Monday, 16 March 2009

tom and jerry


"Tom - this is Jerry!"

I never know whether to laugh or to run when folk say things like that.

The Tom and Jerry thing. I run across it quite a bit. As a student I shared a flat with a guy called Tom for a while. Tom and Jerry.

For maybe as much as fifteen years, until the last few years, I lived beside a guy whose name was Tom. Next door neighbours. Tom and Jerry again.

And tonight my good friend David was welcoming folk to a meeting that he was holding here. And this was a man called Tom, whom David had only met himself the night before, but had invited along to the meeting.

"Tom - this is Jerry!"

I was glad to be introduced to the man. Tom Lennie.

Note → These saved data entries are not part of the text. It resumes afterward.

PR #1140, opened 2026-07-28
[DO NOT MERGE UNTIL GA] UA-1146: Add ua_runner to runner_type validation enum

ezhuango:
- Adds `ua_runner` to the `runner_type` validation enum in
  `resource_pagerduty_automation_actions_runner.go`
  - This allows Terraform to recognize `ua_runner` as a valid runner type for
  import/read operations
  - Creation via Terraform is still restricted to `runbook` type only (ua_runners are
   created through the Connectors UI)


cjgajard (approved):
LGTM!🎉 Thank you @ezhuango!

He's recently written a book. A learned and lengthy and well-researched tome, called 'Glory in the Glen'.

It's an account of remarkable revivals there have been across the years in Scotland.

As the blurb says - "No nation on earth has a richer, more colourful, and more long-standing heritage of evangelical awakenings than Scotland". And most of us don't know the half of it.

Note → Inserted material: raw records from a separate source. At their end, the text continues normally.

PR #1141, opened 2026-08-05
[TFPROVDEV-146] Handle out-of-band deletion of pagerduty_user_contact_method

imjaroiswebdev:
**Jira:** [TFPROVDEV-146](https://pagerduty.atlassian.net/browse/TFPROVDEV-146)

## Change intentions (2 of max 2)

1. Honor the caller-supplied `errCallback` in `fetchPagerDutyUserContactMethod`, which was accepted as a parameter and then ignored.
2. Return a clear, actionable error when an update targets a contact method that no longer exists, instead of a bare `404 Not Found`.

## Summary

Reported via support: after deleting a Terraform-managed contact method in the PagerDuty web interface, an operator hit a `404 Not Found` that halted the run, and worked around it with `terraform state rm pagerduty_user_contact_method...` on every occurrence. The report asked for the read path to return "null" on 404 so Terraform could self-heal.

**The read path already does that**, on `master` and on the reported 3.31.1 alike — `Read` → `fetchPagerDutyUserContactMethod` → `handleNotFoundError` clears the ID on both the structured 404 and the malformed-string 404, so a refresh-enabled `plan`/`apply` re-creates the contact method with no manual state surgery. There was no missing exception handler there, and this PR does not change that behavior — it adds an acceptance test that pins it down (see Testing), because the resource had **no** acceptance test coverage at all before this.

Two real gaps did turn up in the same resource while confirming that:

**1. `errCallback` was ignored (`resource_pagerduty_user_contact_method.go`)**

```go
// before
errResp := handleNotFoundError(err, d)
// after
errResp := errCallback(err, d)
```

Every other `fetch*` helper in the package (`fetchService`, `fetchSchedule`, `fetchEscalationPolicy`, `fetchPagerDutyUserNotificationRule`, …) calls the callback; this was the lone outlier. The visible consequence is on create: `Create` passes `genError` precisely so that a 404 on the read-back is retried and then reported, but the hardcoded `handleNotFoundError` instead treated it as "resource gone" and silently dropped the just-created contact method from state.

**2. `Update` surfaced the raw API error**

Terraform only plans an update against an ID it read during refresh, so a 404 here means the object was deleted **after** the plan was generated — i.e. the run applied a saved plan file, or used `-refresh=false`. That is the one path that produces the reported symptom, and the remedy is a refresh, not `terraform state rm`. New `handleStaleIDError` (in `provider.go`, next to `handleNotFoundError`) says so:

```
pagerduty_user_contact_method PC456 no longer exists in PagerDuty, so the planned
update could not be applied. It was most likely deleted outside of Terraform after
this plan was generated, which happens when applying a saved plan file or running
with `-refresh=false`. Run `terraform apply -refresh-only`, or a plain
`terraform plan`/`terraform apply` with refresh enabled, and Terraform will forget
the deleted object and re-create it from your configuration. Removing it from state
with `terraform state rm` is not required.

Original API error: PUT API call to ... failed 404 Not Found. Code: 2100, ...
```

Non-404 errors pass through untouched, so a 500 or a permissions failure is never misreported as an out-of-band deletion. The original API error is preserved for debuggability, matching the `util.DefaultMobilizationServiceMsg` pattern from #1133.

Not touched, for scope: the `Import` path still returns the raw client error for a bad ID. The report also mentioned "similar concerns for Schedules and other resources" — `fetchSchedule` and the rest already call `errCallback` correctly, so there is nothing analogous to fix there.

## Docs preview

The new note in `website/docs/r/user_contact_method.html.markdown` renders directly below the existing "behaves a little differently" callout on the registry page:

> [!NOTE]
> If a contact method managed by Terraform is deleted directly in the PagerDuty web interface, a normal `terraform plan`/`terraform apply` detects that it is gone during refresh and re-creates it. Removing it from state with `terraform state rm` is not needed. If your workflow applies a saved plan file or runs with `-refresh=false`, the deletion cannot be detected before the apply, so run `terraform apply -refresh-only` (or re-plan with refresh enabled) first.

## Testing

- `go build ./...`, `go vet ./pagerduty/`, `gofmt -l pagerduty/` — all clean

- Unit tests — `handleStaleIDError` against a structured `*pagerduty.Error` 404, the malformed-string 404 the client falls back to when the body does not decode, a nil error, and a non-404 passthrough — **4/4 pass**:

  ```
  $ go test ./pagerduty/ -run 'TestHandleStaleIDError' -v
  === RUN   TestHandleStaleIDError
  === RUN   TestHandleStaleIDError/structured_error
  === RUN   TestHandleStaleIDError/malformed_error
  === RUN   TestHandleStaleIDError/nil_error
  === RUN   TestHandleStaleIDError/other_error_passes_through
  --- PASS: TestHandleStaleIDError (0.00s)
      --- PASS: TestHandleStaleIDError/structured_error (0.00s)
      --- PASS: TestHandleStaleIDError/malformed_error (0.00s)
      --- PASS: TestHandleStaleIDError/nil_error (0.00s)
      --- PASS: TestHandleStaleIDError/other_error_passes_through (0.00s)
  PASS
  ok  	github.com/PagerDuty/terraform-provider-pagerduty/pagerduty	1.037s
  ```

- Acceptance tests — new file, run against a live account. `_RecreateAfterOutOfBandDelete` reproduces the report by deleting the contact method through the API between steps (standing in for the web interface), re-applying the same config, and asserting a **new** ID lands in state, proving re-creation rather than a stale read:

  ```
  $ TF_ACC=1 go test ./pagerduty/ -run 'TestAccPagerDutyUserContactMethod_' -v -timeout 30m
  === RUN   TestAccPagerDutyUserContactMethod_Basic
  --- PASS: TestAccPagerDutyUserContactMethod_Basic (21.42s)
  === RUN   TestAccPagerDutyUserContactMethod_RecreateAfterOutOfBandDelete
  --- PASS: TestAccPagerDutyUserContactMethod_RecreateAfterOutOfBandDelete (20.73s)
  PASS
  ok  	github.com/PagerDuty/terraform-provider-pagerduty/pagerduty	42.731s
  ```

`_Basic` also covers the update path this PR modifies (address + label change).

[TFPROVDEV-146]: https://pagerduty.atlassian.net/browse/TFPROVDEV-146?atlOrigin=eyJpIjoiNWRkNTljNzYxNjVmNDY3MDlhMDU5Y2ZhYzA5YTRkZjUiLCJwIjoiZ2l0aHViLWNvbS1KU1cifQ

### DIFF
--- a/CHANGELOG.md
+++ b/CHANGELOG.md
@@ -1,4 +1,7 @@
-## v3.34.1 (Unreleased)
+## Unreleased
+
+BREAKING CHANGES
+* `resource/pagerduty_user_contact_method`: `user_id` is now `ForceNew`. A contact method's ID is scoped under its user, so changing `user_id` previously planned an in-place update that always failed with `404 Not Found`; it now replaces the resource ([1141](https://github.com/PagerDuty/terraform-provider-pagerduty/pull/1141))
 
 BUG FIXES
 * `resource/pagerduty_user_contact_method`: Honor the caller's error handler when reading back a contact method, so a `404` right after create is retried and then reported instead of being silently treated as "resource gone" and dropped from state ([1141](https://github.com/PagerDuty/terraform-provider-pagerduty/pull/1141))
--- a/CHANGELOG.md
+++ b/CHANGELOG.md
@@ -1,3 +1,14 @@
+## v3.34.1 (Unreleased)
+
+BUG FIXES
+* `resource/pagerduty_user_contact_method`: Honor the caller's error handler when reading back a contact method, so a `404` right after create is retried and then reported instead of being silently treated as "resource gone" and dropped from state ([1141](https://github.com/PagerDuty/terraform-provider-pagerduty/pull/1141))
+
+ENHANCEMENTS
+* `resource/pagerduty_user_contact_method`: Return a clear, actionable error when an update targets a contact method that was deleted outside of Terraform after the plan was generated, pointing at `terraform apply -refresh-only` instead of surfacing a bare `404 Not Found` ([1141](https://github.com/PagerDuty/terraform-provider-pagerduty/pull/1141))
+
+DOCS
+* `resource/pagerduty_user_contact_method`: Document that a contact method deleted in the web interface is re-created by a refresh-enabled plan/apply and does not require `terraform state rm` ([1141](https://github.com/PagerDuty/terraform-provider-pagerduty/pull/1141))
+
 ## v3.34.0 (Jul 7, 2026)
 
 ENHANCEMENTS
--- a/pagerduty/import_pagerduty_user_contact_method_test.go
+++ b/pagerduty/import_pagerduty_user_contact_method_test.go
@@ -1,0 +1,38 @@
+package pagerduty
+
+import (
+	"fmt"
+	"testing"
+
+	"github.com/hashicorp/terraform-plugin-testing/helper/acctest"
+	"github.com/hashicorp/terraform-plugin-testing/helper/resource"
+	"github.com/hashicorp/terraform-plugin-testing/terraform"
+)
+
+func TestAccPagerDutyUserContactMethod_import(t *testing.T) {
+	username := fmt.Sprintf("tf-%s", acctest.RandString(5))
+	email := fmt.Sprintf("%s@foo.test", username)
+	address := fmt.Sprintf("%s@foo.test", acctest.RandString(6))
+
+	resource.Test(t, resource.TestCase{
+		PreCheck:     func() { testAccPreCheck(t) },
+		Providers:    testAccProviders,
+		CheckDestroy: testAccCheckPagerDutyUserContactMethodDestroy,
+		Steps: []resource.TestStep{
+			{
+				Config: testAccCheckPagerDutyUserContactMethodConfig(username, email, address, "Work"),
+			},
+			{
+				ResourceName:      "pagerduty_user_contact_method.foo",
+				ImportStateIdFunc: testAccCheckPagerDutyUserContactMethodID,
+				ImportState:       true,
+				ImportStateVerify: true,
+			},
+		},
+	})
+}
+
+func testAccCheckPagerDutyUserContactMethodID(s *terraform.State) (string, error) {
+	cm := s.RootModule().Resources["pagerduty_user_contact_method.foo"].Primary
+	return fmt.Sprintf("%v:%v", cm.Attributes["user_id"], cm.ID), nil
+}
--- a/pagerduty/provider.go
+++ b/pagerduty/provider.go
@@ -222,15 +222,21 @@ func genError(err error, d *schema.ResourceData) error {
 	return fmt.Errorf("Error reading: %s: %s", d.Id(), err)
 }
 
-// handleStaleIDError converts a not-found error returned by a write call into
-// actionable guidance. Terraform only plans an update against an ID it read
-// during refresh, so a 404 on update means the object was deleted outside of
+// handleStaleIDErrorOnUpdate converts a not-found error returned by an update
+// call into actionable guidance. Terraform only plans an update against an ID it
+// read during refresh, so a 404 here means the object was deleted outside of
 // Terraform *after* the plan was generated — typically by applying a saved plan
 // file or running with refresh disabled. A refresh is all that's needed for
 // Terraform to drop the stale ID and re-create the object, so say so instead of
 // surfacing a bare API error that reads like a provider failure and pushes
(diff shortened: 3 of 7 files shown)


cjgajard (commented):
## Review

Verified against `master`: the read path already self-heals on 404 via `handleNotFoundError` (`provider.go`), and the `fetchPagerDutyUserContactMethod` fix brings it in line with every other `fetch*` helper (`fetchService`, `fetchPagerDutyUserNotificationRule`) — no issues there. One correctness gap on the new `Update` guidance, plus a few optional nits.

### Required

**1. A `user_id` change routes through `Update` and gets actively wrong guidance** — `pagerduty/resource_pagerduty_user_contact_method.go:28-31`, `:217`

`user_id` is `Required` with no `ForceNew`, and `customizeDiffResourceUserContactMethod` doesn't force replacement either, so editing `user_id` plans an in-place update: `client.Users.UpdateContactMethod(newUserID, d.Id(), ...)` -> `PUT /users/<new>/contact_methods/<old id>`. That 404s, and the new wrapper reports it as "deleted outside of Terraform after this plan was generated ... run `terraform apply -refresh-only`". That advice can't converge here: `Read` looks the method up under `d.Get("user_id")` from state (line 150), finds it alive under the *old* user on refresh, and the same update gets replanned — same error, every time. Before this PR the operator got an unhelpful bare 404; now they get a confident, wrong diagnosis pointing them at a refresh that will never fix it.

Suggested fix (a contact method can't move between users, matching `resource_pagerduty_team_membership.go:28-30`):

```go
"user_id": {
    Type:     schema.TypeString,
    Required: true,
    ForceNew: true,
},
```

Minimal alternative if you'd rather not touch the schema:

```go
if _, _, err := client.Users.UpdateContactMethod(userID, d.Id(), contactMethod); err != nil {
    if d.HasChange("user_id") {
        return err
    }
    return handleStaleIDError(err, d, "pagerduty_user_contact_method")
}
```

### Optional

**2. No test reaches the new `Update` branch** — `pagerduty/provider_test.go:46`, `pagerduty/resource_pagerduty_user_contact_method_test.go`

`TestHandleStaleIDError` calls the helper directly, and `_Basic` only exercises a *successful* update, so the call site itself (right `resourceType` string, right placement) is uncovered. A post-plan 404 is awkward to stage in the acceptance framework, but if #1 lands as `ForceNew`, a step that changes `user_id` and asserts replacement pins that path shut cheaply. Also, since this is the resource's first test file: worth adding `import_pagerduty_user_contact_method_test.go` with an `ImportStateIdFunc` returning `<user_id>:<id>`, matching `import_pagerduty_business_service_subscriber_test.go:24-29` — `Import` is explicitly scoped out of this PR and is now the only entry point with zero coverage.

**3. `handleStaleIDError`'s name is generic, its message isn't** — `pagerduty/provider.go:233`

It sits next to `handleNotFoundError` as a package-wide helper, but hardcodes "the planned update could not be applied" and the `-refresh-only` remedy. If a future caller wires it into `Create` or `Delete`, the emitted text won't describe what actually happened. Consider scoping the name (e.g. `handleStaleIDErrorOnUpdate`) or taking the operation as a parameter.

**4. CHANGELOG heading pre-assigns the version** — `CHANGELOG.md:1`

The repo convention (see `edd514b2`) is to land `## Unreleased` in the PR and promote it to a version number in a separate cut commit. `## v3.34.1 (Unreleased)` jumps that — and with an ENHANCEMENTS entry alongside the BUG FIXES one, the eventual cut may end up `3.35.0` rather than a patch bump.

imjaroiswebdev:
All four addressed in `22ab7479`.

**1.** Confirmed, and reproduced: `PUT /users/<new>/contact_methods/<old id>` 404s, and the wrapper blamed out-of-band deletion for something a refresh can't fix. `user_id` is now `ForceNew` — took that over the `d.HasChange` variant, since a contact method can't move users. Called out as a breaking change in the CHANGELOG.

**2.** Added `_UserIDForceNew` (changes `user_id`, asserts replacement; fails without the `ForceNew` above) and `import_pagerduty_user_contact_method_test.go` with an `ImportStateIdFunc` returning `<user_id>:<id>`.

**3.** Renamed `handleStaleIDErrorOnUpdate`. Kept the message fixed rather than parameterizing the operation — one call site. Doc comment now states the `ForceNew` precondition.

**4.** Back to `## Unreleased`.

Acceptance tests pass: `_import`, `_Basic`, `_RecreateAfterOutOfBandDelete`, `_UserIDForceNew`.

cjgajard (approved):
LGTM! 🎉 thank you @imjaroiswebdev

Which is a pity. Because it's really a record of just what can happen when people begin to pray. And that's what the meeting was all about last night. Trypraying.

It's the Tom and Jerry thing really.

Tom, of course, is the cat. The big, bad cat, who holds all the cards as it were.

And Jerry is just a mouse. The odds are stacked against him. Left to the laws of nature there's only one result. Not a good one for Jerry.

But the Tom and Jerry sagas are all about the way in which the odds get turned on their heads. This mouse gets the better of cats.

It's David and Goliath, giant-slaying stuff.

A reminder of how great God is and just what he effects when we lay hold of him by prayer.

Which is basically just what David did when he took on the big man Goliath.

His line to the cowering people of God was simply this - trypraying!

I often feel daunted by all of the challenges that are facing Christ's people today. I often feel wholly inadequate for all of the tasks I must do. I often am fearful, I often am worried, I often am quite overwhelmed by the size of the task that we face in changing the face of our land.

I often feel like the good bard's famous creature - "Wee, sleekit, cowrin, tim'rous beastie. O, what a panic's in thy breastie!"

I often seem just like a mouse in the face of the cats of our secular world.

And then I remember just who in fact I am. My name is Jerry!

And when Jerry meets Tom, the under-mouse comes out on top. (Yes, I was going to write 'underdog', but that was starting to confuse even me!)

Try praying. Lay hold of God. Bring his hand to bear on the needs that there presently are.

He can turn the tables and effect a revolution in a nation's life. It's happened before, any number of times.

Take a read of Tom's book and see for yourself!

If you don't pray much already it might just give you the urge to ... well, try praying!